I was going to say that you cannot do that with your equipment,
but that would not be correct.

In order to do what you want with your equipment, what you will
have to do is set up your router with a loopback interface and NAT
and policy based routing (PBR), so that the router captures
the packets destined for 66.70.70.7 that come -out- of the PIX
and munges their source addresses to look like new packets and sends
them back in the PIX to the WWW server.

Yes, it's ugly, but if you really *need* to do what you indicate want,
then you are going to have to adopt an ugly solution.

If you examine the path that packets would take for what you want
to do, then clearly B and the switch don't know anything about A's
other life as 66.70.70.7. So the packets are going to head out following
the default route to the PIX. The PIX would see the packets addressed
to 66.70.70.7 and all it knows is that 66.70.70.* is the outside
interface, so it is going to send the packets outwards. The 'static'
that you use to define the mapping between 10.10.10.1 and 66.70.70.7
only applies when traffic with a source address of 10.10.10.1
crosses between inside and outside (outgoing), or when traffic with
a destination address of 66.70.70.7 comes from the external and hits
the outside interface. As far as the -inside- interface is concerned,
there is nothing special about 66.70.70.7 as a destination.
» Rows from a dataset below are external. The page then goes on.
PR #1049, opened 2022-09-27
adjust server timestamp description

adamaltman:
## Summary

Any reference to "back-end" seems strange. What is "back-end" mean to external users?

Also, corrects the format description.

## Links

(Observed usage in recent PRs)

## Checklist

- [x] Writing style
- [x] API design standards

### DIFF
--- a/openapi/components/schemas/ServerTimestamp.yaml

There are various munging tricks you could try with 'alias' and
"outside NAT", but all those tricks require that traffic -cross- the PIX.
Not one of them is usable to have traffic enter the PIX on the
inside interface and be redirected back to the inside interface. Even
if you were to put in a host route pointing 66.70.70.7 to the inside
interface, you could not possibly get it to work: the PIX is designed
to absolutely positively *always* drop traffic going from one
[logical] interface to the same [logical] interface.

If your PIX 5** is a PIX 51*, PIX 52*, or PIX 53* (but not a PIX 50*)
then you could create additional internal subnets and activate
802.1Q on the 6500 switch, and configure logical interfaces on the PIX
to route between the subnets. If, though, everything has to be on the
same subnet internally, there is nothing clean you can do in order
to be able to access inside systems by their outside IP address.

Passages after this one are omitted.